Collected data entries
——————

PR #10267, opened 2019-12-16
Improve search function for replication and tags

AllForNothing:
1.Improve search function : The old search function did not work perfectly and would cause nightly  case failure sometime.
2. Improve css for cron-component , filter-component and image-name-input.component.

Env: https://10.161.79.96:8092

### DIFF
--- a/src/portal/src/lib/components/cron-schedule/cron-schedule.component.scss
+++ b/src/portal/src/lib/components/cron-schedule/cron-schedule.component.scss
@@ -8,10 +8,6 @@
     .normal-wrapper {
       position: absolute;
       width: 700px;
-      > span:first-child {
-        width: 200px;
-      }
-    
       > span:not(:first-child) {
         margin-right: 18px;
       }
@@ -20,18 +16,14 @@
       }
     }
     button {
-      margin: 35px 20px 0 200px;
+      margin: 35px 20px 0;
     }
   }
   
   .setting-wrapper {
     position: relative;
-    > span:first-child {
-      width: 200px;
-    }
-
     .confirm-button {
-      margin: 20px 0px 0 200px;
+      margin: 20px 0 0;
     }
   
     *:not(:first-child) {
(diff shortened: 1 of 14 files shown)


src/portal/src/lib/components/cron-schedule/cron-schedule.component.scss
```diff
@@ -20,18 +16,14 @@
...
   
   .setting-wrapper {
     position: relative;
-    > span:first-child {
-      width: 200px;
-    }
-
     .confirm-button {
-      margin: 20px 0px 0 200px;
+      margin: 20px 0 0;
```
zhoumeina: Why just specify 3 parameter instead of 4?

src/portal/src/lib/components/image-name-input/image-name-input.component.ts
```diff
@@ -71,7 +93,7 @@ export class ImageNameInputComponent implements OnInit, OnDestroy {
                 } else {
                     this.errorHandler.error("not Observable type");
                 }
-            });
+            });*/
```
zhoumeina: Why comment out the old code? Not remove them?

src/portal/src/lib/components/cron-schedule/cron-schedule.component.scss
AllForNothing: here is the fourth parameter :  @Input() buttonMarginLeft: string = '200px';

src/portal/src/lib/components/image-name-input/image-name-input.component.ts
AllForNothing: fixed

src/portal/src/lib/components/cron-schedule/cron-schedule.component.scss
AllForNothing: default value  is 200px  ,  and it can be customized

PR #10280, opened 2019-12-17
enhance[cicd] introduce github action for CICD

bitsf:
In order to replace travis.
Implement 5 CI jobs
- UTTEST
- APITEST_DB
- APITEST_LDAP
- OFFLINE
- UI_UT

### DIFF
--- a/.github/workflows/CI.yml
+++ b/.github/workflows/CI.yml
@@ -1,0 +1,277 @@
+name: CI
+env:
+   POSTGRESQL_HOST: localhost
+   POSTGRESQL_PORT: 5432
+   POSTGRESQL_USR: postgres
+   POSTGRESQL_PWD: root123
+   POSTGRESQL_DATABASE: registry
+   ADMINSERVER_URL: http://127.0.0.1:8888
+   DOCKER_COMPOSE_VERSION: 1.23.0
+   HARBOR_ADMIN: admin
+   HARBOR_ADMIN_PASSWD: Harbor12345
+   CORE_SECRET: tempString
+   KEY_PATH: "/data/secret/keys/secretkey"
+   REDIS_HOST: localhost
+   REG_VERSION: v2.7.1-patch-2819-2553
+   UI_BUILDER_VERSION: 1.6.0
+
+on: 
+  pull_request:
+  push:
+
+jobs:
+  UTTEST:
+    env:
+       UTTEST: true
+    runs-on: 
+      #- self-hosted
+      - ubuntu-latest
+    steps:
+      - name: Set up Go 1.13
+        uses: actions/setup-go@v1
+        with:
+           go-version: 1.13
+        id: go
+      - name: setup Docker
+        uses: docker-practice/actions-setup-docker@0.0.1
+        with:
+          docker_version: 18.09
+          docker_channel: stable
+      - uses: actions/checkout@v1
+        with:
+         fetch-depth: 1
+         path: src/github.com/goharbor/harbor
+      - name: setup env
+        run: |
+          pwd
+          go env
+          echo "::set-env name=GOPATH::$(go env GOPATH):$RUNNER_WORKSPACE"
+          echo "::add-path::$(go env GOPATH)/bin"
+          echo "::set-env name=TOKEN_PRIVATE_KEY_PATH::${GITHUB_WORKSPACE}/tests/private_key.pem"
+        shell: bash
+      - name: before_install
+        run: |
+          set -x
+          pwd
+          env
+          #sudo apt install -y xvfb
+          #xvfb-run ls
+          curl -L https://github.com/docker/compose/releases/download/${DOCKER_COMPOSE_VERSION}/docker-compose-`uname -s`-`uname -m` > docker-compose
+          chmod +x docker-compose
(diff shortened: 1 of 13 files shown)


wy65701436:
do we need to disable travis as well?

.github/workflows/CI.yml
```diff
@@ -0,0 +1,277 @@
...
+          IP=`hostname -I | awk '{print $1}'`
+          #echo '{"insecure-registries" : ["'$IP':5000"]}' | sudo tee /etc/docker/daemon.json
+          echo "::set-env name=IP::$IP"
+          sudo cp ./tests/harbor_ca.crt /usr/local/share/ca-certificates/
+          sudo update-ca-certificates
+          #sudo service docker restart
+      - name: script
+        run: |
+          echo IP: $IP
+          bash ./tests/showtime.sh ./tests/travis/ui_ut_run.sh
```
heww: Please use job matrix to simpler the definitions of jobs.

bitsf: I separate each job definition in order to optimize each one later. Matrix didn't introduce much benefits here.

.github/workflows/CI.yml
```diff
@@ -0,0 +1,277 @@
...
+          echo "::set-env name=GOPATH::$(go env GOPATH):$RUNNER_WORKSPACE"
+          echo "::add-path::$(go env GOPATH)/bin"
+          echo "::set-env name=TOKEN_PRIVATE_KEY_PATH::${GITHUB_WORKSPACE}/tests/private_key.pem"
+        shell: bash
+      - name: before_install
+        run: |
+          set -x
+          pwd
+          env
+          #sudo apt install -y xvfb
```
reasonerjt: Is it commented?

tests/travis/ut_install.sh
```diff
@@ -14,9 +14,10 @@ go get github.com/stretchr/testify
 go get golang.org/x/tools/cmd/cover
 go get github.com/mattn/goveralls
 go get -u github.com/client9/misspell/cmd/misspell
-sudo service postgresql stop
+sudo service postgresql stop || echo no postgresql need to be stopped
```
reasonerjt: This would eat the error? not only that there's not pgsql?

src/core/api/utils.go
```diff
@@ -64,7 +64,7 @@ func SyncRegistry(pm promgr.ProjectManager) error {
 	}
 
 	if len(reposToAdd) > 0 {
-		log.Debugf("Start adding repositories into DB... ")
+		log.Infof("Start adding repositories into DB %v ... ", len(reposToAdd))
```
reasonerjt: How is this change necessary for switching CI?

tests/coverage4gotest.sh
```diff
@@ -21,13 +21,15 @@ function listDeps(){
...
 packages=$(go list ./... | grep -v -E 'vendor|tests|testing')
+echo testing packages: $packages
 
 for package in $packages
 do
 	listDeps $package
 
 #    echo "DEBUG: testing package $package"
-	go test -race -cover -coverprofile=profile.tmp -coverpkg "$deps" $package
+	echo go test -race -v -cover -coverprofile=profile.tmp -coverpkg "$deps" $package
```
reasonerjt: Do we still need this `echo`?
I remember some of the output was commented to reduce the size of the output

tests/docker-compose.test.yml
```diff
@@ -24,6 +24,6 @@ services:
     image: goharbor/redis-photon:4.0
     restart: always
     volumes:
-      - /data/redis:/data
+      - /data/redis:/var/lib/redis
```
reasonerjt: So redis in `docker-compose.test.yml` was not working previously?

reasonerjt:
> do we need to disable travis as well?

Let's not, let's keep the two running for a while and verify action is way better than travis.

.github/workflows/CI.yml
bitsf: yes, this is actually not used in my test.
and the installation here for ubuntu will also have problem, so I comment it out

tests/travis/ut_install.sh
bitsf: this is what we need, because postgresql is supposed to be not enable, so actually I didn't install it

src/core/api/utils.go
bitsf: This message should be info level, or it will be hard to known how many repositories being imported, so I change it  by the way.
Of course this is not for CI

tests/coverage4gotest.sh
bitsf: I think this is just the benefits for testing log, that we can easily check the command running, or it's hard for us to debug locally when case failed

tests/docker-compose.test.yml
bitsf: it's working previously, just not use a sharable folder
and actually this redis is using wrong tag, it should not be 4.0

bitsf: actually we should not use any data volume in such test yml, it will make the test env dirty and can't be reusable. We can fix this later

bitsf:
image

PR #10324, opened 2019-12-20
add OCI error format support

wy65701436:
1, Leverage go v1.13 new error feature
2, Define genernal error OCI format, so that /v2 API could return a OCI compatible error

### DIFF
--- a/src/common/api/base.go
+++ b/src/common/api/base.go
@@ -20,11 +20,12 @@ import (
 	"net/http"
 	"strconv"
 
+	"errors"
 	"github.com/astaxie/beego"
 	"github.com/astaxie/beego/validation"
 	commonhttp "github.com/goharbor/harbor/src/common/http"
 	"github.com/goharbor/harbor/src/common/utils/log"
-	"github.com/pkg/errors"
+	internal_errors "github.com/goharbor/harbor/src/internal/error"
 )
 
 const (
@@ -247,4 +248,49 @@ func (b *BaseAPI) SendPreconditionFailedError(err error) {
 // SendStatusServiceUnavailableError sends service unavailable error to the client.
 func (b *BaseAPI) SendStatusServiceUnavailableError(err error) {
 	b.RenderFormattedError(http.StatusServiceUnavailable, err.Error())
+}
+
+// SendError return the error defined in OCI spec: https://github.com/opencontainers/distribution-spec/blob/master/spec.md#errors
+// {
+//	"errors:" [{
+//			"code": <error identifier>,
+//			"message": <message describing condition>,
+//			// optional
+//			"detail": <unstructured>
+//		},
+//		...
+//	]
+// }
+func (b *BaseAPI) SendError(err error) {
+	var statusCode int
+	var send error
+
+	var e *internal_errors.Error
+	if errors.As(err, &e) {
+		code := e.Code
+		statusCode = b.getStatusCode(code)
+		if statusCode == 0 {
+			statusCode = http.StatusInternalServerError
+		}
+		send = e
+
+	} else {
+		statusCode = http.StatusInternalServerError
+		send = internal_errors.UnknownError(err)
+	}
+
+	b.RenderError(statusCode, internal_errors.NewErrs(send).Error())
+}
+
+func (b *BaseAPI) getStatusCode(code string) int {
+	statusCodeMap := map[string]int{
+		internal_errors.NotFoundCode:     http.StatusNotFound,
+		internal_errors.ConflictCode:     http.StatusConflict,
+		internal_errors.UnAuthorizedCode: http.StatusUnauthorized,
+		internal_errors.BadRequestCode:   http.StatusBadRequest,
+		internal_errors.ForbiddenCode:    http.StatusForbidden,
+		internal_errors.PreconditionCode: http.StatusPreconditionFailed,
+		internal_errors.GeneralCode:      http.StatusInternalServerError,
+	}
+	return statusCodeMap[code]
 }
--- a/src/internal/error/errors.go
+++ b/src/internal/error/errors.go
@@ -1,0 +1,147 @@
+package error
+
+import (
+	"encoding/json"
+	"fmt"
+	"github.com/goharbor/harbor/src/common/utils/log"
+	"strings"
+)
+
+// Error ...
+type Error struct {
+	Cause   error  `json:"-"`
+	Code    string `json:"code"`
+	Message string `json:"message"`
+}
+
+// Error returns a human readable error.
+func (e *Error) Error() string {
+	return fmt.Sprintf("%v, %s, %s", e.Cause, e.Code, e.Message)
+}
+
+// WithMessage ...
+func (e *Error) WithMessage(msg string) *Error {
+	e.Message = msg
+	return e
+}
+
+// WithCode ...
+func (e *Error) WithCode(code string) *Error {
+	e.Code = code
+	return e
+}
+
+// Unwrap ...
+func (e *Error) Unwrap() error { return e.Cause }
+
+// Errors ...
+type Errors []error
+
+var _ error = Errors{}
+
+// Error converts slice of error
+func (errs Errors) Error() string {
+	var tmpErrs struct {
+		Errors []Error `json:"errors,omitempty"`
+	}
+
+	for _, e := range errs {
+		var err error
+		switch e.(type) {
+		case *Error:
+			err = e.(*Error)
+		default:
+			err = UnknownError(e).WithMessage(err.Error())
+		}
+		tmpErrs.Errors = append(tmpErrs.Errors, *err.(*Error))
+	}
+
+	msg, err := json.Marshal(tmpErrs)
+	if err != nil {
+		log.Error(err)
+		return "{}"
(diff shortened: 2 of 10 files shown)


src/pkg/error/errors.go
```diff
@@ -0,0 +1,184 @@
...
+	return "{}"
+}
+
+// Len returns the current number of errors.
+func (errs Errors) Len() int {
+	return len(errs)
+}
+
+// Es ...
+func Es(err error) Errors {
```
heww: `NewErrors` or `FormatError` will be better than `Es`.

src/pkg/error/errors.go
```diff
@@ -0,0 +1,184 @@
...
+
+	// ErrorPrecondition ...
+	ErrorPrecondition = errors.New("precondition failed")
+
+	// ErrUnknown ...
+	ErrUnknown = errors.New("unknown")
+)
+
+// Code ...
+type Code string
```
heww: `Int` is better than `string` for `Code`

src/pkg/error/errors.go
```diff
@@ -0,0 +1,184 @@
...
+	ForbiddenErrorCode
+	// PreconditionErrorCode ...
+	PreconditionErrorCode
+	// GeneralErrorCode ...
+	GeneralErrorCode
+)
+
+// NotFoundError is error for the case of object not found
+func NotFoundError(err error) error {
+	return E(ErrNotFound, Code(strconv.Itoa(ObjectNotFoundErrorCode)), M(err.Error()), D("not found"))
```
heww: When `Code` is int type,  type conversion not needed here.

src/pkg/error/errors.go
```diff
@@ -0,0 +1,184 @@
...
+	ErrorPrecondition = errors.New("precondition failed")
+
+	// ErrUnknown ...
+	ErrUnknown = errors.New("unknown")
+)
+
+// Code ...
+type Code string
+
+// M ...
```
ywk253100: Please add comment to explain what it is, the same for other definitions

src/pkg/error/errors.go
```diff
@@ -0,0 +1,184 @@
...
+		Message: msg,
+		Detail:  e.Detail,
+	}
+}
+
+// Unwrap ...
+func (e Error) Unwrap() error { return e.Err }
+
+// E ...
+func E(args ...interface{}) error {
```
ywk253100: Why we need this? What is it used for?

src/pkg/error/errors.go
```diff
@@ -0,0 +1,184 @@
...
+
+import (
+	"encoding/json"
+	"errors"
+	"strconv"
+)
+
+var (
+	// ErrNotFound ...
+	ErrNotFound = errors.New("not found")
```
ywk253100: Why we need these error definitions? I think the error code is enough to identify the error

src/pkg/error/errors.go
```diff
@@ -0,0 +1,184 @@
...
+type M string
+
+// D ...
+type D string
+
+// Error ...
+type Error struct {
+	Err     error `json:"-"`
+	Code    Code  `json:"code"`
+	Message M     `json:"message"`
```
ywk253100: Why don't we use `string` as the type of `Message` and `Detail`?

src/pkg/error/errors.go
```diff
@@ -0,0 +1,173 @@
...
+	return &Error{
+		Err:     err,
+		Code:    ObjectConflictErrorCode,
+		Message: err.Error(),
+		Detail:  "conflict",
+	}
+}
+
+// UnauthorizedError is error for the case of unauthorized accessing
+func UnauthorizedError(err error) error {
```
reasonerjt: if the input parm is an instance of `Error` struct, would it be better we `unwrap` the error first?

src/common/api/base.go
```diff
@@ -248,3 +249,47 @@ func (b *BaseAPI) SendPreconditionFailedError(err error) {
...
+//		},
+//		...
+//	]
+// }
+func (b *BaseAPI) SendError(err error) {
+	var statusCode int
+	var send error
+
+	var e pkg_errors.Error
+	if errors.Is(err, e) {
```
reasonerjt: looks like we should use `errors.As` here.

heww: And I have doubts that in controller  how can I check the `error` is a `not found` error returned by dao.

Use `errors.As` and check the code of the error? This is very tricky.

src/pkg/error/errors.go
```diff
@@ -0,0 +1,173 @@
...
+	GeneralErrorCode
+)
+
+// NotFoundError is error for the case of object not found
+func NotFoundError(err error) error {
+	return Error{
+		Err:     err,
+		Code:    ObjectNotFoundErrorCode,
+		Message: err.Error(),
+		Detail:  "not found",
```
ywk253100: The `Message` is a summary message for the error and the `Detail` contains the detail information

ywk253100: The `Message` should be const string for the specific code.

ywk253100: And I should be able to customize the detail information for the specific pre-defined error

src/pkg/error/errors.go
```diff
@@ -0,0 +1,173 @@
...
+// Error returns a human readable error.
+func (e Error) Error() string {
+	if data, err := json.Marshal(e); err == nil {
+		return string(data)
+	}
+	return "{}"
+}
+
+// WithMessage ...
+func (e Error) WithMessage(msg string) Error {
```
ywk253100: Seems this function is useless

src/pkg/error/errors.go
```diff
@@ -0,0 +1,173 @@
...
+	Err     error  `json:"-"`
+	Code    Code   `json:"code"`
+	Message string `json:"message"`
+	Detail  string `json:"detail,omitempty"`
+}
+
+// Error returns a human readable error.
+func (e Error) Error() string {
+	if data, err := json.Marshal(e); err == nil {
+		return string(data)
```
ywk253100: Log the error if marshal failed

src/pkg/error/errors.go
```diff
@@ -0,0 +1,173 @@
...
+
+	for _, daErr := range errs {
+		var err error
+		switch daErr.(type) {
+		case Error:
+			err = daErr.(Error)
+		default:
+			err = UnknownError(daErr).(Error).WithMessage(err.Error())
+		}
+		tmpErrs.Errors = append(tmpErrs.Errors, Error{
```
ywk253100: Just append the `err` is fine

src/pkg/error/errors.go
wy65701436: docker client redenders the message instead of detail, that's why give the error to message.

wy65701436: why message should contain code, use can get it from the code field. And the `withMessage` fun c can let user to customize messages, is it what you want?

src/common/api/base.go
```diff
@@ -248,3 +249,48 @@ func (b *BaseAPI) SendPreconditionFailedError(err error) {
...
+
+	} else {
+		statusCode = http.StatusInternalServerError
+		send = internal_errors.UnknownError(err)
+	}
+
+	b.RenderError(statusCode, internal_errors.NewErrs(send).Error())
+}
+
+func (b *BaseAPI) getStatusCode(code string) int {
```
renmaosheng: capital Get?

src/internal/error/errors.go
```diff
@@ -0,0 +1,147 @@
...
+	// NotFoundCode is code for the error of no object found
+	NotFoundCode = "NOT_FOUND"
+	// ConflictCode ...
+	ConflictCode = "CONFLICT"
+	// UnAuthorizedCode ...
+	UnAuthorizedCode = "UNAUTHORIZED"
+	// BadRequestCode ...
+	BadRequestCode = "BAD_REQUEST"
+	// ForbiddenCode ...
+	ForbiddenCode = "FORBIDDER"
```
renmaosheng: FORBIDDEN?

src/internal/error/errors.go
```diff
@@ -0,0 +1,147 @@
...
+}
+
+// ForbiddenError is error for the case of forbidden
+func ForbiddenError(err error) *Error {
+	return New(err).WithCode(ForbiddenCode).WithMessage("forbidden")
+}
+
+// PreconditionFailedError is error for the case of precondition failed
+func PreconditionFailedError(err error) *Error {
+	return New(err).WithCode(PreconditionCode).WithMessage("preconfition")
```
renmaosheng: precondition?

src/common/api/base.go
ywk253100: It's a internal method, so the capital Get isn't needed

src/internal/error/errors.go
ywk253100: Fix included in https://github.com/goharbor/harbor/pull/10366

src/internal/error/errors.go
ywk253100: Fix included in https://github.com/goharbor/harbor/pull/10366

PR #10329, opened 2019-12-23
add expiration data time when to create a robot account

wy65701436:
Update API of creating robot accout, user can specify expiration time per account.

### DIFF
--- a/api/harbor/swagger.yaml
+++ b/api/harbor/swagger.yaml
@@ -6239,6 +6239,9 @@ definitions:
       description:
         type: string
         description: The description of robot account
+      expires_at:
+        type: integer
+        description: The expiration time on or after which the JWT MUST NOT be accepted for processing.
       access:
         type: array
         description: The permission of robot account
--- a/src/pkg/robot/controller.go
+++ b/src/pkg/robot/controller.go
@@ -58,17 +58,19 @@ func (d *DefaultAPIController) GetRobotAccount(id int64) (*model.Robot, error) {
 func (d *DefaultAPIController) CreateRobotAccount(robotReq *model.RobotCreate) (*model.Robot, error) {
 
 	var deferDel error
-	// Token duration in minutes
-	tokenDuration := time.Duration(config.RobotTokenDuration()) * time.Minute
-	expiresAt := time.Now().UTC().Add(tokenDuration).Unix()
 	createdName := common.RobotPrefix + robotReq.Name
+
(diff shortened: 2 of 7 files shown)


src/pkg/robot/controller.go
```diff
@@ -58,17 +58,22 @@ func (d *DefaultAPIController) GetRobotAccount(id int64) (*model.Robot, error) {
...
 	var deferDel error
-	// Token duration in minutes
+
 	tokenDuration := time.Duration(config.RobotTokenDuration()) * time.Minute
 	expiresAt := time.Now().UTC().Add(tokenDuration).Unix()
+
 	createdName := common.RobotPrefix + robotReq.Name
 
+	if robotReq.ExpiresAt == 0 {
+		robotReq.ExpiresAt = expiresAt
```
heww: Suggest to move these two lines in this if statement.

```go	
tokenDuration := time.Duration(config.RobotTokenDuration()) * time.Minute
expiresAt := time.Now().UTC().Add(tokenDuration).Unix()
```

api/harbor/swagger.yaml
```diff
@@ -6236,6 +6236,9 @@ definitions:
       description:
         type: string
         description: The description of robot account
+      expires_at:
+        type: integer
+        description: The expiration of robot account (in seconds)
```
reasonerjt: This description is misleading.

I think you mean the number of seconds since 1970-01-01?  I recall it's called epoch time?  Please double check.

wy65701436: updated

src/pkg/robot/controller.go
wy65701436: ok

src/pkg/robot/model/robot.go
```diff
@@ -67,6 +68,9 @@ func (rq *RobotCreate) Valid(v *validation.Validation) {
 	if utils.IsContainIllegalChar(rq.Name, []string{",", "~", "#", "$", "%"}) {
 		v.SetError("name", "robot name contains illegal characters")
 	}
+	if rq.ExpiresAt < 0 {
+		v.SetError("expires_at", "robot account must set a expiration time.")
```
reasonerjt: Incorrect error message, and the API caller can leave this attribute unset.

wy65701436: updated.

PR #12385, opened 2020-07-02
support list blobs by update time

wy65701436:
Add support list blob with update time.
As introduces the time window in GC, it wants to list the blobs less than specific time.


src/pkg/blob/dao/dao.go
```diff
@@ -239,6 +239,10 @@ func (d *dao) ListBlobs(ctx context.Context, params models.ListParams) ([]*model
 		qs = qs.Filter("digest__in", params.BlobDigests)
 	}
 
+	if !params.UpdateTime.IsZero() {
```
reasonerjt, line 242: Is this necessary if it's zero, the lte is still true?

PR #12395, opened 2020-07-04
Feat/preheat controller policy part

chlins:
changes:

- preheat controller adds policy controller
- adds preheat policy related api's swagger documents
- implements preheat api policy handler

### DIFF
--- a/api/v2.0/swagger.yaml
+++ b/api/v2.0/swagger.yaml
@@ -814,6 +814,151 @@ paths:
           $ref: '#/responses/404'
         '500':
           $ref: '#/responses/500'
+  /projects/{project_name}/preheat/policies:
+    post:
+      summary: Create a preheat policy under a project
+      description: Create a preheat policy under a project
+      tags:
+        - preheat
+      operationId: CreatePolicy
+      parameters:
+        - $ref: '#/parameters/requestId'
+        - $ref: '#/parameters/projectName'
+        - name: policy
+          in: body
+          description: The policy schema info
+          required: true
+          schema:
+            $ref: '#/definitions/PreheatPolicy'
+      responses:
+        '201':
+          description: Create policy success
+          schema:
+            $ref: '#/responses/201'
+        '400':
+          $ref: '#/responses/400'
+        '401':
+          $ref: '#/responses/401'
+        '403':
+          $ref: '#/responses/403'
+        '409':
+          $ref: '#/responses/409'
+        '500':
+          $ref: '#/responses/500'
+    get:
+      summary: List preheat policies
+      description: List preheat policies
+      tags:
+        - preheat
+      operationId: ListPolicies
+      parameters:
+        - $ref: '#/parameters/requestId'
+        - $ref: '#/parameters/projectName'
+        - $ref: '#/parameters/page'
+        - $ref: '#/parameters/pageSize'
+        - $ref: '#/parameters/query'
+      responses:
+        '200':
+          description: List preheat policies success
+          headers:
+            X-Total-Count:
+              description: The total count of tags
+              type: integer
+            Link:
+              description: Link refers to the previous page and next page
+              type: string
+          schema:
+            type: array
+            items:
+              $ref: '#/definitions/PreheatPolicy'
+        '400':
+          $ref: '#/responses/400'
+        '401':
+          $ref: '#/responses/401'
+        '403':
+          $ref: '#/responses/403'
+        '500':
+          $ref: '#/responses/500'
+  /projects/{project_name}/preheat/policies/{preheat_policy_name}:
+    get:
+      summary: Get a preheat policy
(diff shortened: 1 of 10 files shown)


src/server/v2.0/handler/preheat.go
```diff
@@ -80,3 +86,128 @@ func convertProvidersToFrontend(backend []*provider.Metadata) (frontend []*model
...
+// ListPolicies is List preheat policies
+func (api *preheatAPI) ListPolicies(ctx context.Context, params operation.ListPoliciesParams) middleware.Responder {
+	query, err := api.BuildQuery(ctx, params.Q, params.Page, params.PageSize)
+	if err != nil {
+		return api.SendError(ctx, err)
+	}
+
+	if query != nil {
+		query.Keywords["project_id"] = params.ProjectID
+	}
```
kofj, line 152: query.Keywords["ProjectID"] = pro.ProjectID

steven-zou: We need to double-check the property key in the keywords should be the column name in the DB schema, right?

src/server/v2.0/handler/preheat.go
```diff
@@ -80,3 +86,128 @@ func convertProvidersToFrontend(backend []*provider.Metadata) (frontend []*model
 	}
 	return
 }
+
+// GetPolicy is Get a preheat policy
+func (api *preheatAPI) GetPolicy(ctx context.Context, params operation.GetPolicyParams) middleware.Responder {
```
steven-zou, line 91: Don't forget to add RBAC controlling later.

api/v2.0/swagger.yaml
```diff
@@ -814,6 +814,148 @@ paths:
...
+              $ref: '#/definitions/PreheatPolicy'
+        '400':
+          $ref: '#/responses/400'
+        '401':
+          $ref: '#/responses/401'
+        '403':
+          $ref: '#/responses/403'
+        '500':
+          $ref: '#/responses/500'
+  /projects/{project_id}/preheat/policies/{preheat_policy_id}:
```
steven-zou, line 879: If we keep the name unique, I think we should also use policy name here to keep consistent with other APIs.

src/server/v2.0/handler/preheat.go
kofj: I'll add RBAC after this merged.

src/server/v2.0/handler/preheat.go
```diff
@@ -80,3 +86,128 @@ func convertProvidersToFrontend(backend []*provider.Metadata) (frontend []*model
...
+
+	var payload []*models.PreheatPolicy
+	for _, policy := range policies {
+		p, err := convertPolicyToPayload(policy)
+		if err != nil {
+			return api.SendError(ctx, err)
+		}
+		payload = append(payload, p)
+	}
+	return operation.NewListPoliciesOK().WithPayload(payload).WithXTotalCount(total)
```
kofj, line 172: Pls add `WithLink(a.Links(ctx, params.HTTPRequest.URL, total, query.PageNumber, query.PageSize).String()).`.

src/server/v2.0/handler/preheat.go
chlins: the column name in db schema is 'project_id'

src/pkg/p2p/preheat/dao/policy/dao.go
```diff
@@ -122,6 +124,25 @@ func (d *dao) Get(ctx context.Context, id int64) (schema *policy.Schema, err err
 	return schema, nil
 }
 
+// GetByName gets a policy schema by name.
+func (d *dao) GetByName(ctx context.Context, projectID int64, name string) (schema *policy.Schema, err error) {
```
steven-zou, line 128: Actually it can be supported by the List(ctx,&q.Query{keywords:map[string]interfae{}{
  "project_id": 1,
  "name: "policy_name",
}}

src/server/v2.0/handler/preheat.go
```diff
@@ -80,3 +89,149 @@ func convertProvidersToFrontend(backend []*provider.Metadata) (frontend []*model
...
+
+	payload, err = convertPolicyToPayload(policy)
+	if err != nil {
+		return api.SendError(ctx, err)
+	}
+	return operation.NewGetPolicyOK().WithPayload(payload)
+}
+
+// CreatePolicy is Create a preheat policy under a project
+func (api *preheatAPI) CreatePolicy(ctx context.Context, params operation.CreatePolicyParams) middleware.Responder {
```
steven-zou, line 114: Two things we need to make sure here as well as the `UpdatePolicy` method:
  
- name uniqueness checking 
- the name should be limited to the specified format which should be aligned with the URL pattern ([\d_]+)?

——————

• Task requirements
Show all lines from the records above where the word "stop" occurs.

• Response
-sudo service postgresql stop
+sudo service postgresql stop || echo no postgresql need to be stopped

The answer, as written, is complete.